- WORK INSTRUCTIONS:
Please set down each line of the data again, unchanged.

- RECORDS PROVIDED:
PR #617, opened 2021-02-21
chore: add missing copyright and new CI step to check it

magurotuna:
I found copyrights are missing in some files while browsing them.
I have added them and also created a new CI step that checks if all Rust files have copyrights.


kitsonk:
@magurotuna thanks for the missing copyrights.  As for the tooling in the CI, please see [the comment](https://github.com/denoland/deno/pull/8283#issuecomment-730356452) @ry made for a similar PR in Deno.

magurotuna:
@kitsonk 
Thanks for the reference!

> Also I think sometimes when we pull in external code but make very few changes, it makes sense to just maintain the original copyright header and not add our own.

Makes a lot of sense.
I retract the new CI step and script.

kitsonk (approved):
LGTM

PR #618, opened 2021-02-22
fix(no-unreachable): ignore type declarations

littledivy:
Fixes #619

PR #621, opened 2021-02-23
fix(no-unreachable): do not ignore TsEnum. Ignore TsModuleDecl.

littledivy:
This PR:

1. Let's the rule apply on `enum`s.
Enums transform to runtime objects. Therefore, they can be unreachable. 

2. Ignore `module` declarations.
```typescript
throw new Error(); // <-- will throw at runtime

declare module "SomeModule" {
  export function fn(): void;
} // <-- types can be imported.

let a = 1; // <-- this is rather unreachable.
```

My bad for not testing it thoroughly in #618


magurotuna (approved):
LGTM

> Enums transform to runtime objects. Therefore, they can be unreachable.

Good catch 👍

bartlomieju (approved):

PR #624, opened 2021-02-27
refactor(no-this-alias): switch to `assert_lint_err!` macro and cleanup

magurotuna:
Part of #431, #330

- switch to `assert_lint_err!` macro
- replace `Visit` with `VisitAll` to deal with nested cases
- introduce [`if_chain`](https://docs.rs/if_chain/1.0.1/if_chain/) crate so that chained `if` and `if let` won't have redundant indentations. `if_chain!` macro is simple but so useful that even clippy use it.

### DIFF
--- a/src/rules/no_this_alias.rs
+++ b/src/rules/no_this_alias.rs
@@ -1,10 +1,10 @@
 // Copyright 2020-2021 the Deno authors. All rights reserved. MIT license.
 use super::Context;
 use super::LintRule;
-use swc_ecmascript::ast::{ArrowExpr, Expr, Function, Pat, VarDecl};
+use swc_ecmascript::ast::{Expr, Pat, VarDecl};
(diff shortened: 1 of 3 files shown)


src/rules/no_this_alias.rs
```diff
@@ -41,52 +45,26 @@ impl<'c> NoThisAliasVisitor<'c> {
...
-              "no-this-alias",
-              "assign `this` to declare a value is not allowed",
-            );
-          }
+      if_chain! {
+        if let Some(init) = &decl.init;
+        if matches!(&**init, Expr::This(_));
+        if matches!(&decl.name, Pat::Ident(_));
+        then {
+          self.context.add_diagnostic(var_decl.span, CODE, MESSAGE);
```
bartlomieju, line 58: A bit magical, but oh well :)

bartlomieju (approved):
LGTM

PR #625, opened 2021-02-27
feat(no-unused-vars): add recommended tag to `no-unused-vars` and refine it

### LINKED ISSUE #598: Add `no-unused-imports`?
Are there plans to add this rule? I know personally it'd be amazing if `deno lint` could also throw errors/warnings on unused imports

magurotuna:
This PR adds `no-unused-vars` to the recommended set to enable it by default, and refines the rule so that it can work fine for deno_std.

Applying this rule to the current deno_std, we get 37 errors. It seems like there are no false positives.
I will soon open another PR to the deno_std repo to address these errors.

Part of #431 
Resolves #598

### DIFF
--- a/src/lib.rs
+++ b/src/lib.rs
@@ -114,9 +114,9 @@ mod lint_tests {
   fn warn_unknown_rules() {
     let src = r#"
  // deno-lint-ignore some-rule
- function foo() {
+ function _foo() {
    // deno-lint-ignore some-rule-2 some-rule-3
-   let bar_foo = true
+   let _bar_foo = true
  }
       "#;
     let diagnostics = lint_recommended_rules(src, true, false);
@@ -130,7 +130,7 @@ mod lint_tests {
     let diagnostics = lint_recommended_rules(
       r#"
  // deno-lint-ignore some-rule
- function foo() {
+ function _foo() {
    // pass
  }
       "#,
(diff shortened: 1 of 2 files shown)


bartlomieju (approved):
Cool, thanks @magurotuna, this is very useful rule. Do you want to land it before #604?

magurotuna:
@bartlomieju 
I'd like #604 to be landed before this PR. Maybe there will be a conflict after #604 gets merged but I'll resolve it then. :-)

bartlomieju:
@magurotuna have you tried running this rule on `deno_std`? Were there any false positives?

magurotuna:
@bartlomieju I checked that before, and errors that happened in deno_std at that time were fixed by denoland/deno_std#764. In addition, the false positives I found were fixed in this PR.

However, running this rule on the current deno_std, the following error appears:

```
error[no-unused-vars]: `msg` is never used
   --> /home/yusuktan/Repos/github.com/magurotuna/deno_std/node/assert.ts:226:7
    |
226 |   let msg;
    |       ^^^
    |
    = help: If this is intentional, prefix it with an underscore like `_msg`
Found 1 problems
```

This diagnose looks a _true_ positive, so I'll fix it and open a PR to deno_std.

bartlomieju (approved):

- RESULT FOR THIS TASK:
PR #617, opened 2021-02-21
chore: add missing copyright and new CI step to check it

magurotuna:
I found copyrights are missing in some files while browsing them.
I have added them and also created a new CI step that checks if all Rust files have copyrights.


kitsonk:
@magurotuna thanks for the missing copyrights.  As for the tooling in the CI, please see [the comment](https://github.com/denoland/deno/pull/8283#issuecomment-730356452) @ry made for a similar PR in Deno.

magurotuna:
@kitsonk 
Thanks for the reference!

> Also I think sometimes when we pull in external code but make very few changes, it makes sense to just maintain the original copyright header and not add our own.

Makes a lot of sense.
I retract the new CI step and script.

kitsonk (approved):
LGTM

PR #618, opened 2021-02-22
fix(no-unreachable): ignore type declarations

littledivy:
Fixes #619

PR #621, opened 2021-02-23
fix(no-unreachable): do not ignore TsEnum. Ignore TsModuleDecl.

littledivy:
This PR:

1. Let's the rule apply on `enum`s.
Enums transform to runtime objects. Therefore, they can be unreachable. 

2. Ignore `module` declarations.
```typescript
throw new Error(); // <-- will throw at runtime

declare module "SomeModule" {
  export function fn(): void;
} // <-- types can be imported.

let a = 1; // <-- this is rather unreachable.
```

My bad for not testing it thoroughly in #618


magurotuna (approved):
LGTM

> Enums transform to runtime objects. Therefore, they can be unreachable.

Good catch 👍

bartlomieju (approved):

PR #624, opened 2021-02-27
refactor(no-this-alias): switch to `assert_lint_err!` macro and cleanup

magurotuna:
Part of #431, #330

- switch to `assert_lint_err!` macro
- replace `Visit` with `VisitAll` to deal with nested cases
- introduce [`if_chain`](https://docs.rs/if_chain/1.0.1/if_chain/) crate so that chained `if` and `if let` won't have redundant indentations. `if_chain!` macro is simple but so useful that even clippy use it.

### DIFF
--- a/src/rules/no_this_alias.rs
+++ b/src/rules/no_this_alias.rs
@@ -1,10 +1,10 @@
 // Copyright 2020-2021 the Deno authors. All rights reserved. MIT license.
 use super::Context;
 use super::LintRule;
-use swc_ecmascript::ast::{ArrowExpr, Expr, Function, Pat, VarDecl};
+use swc_ecmascript::ast::{Expr, Pat, VarDecl};
(diff shortened: 1 of 3 files shown)


src/rules/no_this_alias.rs
```diff
@@ -41,52 +45,26 @@ impl<'c> NoThisAliasVisitor<'c> {
...
-              "no-this-alias",
-              "assign `this` to declare a value is not allowed",
-            );
-          }
+      if_chain! {
+        if let Some(init) = &decl.init;
+        if matches!(&**init, Expr::This(_));
+        if matches!(&decl.name, Pat::Ident(_));
+        then {
+          self.context.add_diagnostic(var_decl.span, CODE, MESSAGE);
```
bartlomieju, line 58: A bit magical, but oh well :)

bartlomieju (approved):
LGTM

PR #625, opened 2021-02-27
feat(no-unused-vars): add recommended tag to `no-unused-vars` and refine it

### LINKED ISSUE #598: Add `no-unused-imports`?
Are there plans to add this rule? I know personally it'd be amazing if `deno lint` could also throw errors/warnings on unused imports

magurotuna:
This PR adds `no-unused-vars` to the recommended set to enable it by default, and refines the rule so that it can work fine for deno_std.

Applying this rule to the current deno_std, we get 37 errors. It seems like there are no false positives.
I will soon open another PR to the deno_std repo to address these errors.

Part of #431 
Resolves #598

### DIFF
--- a/src/lib.rs
+++ b/src/lib.rs
@@ -114,9 +114,9 @@ mod lint_tests {
   fn warn_unknown_rules() {
     let src = r#"
  // deno-lint-ignore some-rule
- function foo() {
+ function _foo() {
    // deno-lint-ignore some-rule-2 some-rule-3
-   let bar_foo = true
+   let _bar_foo = true
  }
       "#;
     let diagnostics = lint_recommended_rules(src, true, false);
@@ -130,7 +130,7 @@ mod lint_tests {
     let diagnostics = lint_recommended_rules(
       r#"
  // deno-lint-ignore some-rule
- function foo() {
+ function _foo() {
    // pass
  }
       "#,
(diff shortened: 1 of 2 files shown)


bartlomieju (approved):
Cool, thanks @magurotuna, this is very useful rule. Do you want to land it before #604?

magurotuna:
@bartlomieju 
I'd like #604 to be landed before this PR. Maybe there will be a conflict after #604 gets merged but I'll resolve it then. :-)

bartlomieju:
@magurotuna have you tried running this rule on `deno_std`? Were there any false positives?

magurotuna:
@bartlomieju I checked that before, and errors that happened in deno_std at that time were fixed by denoland/deno_std#764. In addition, the false positives I found were fixed in this PR.

However, running this rule on the current deno_std, the following error appears:

```
error[no-unused-vars]: `msg` is never used
   --> /home/yusuktan/Repos/github.com/magurotuna/deno_std/node/assert.ts:226:7
    |
226 |   let msg;
    |       ^^^
    |
    = help: If this is intentional, prefix it with an underscore like `_msg`
Found 1 problems
```

This diagnose looks a _true_ positive, so I'll fix it and open a PR to deno_std.

bartlomieju (approved):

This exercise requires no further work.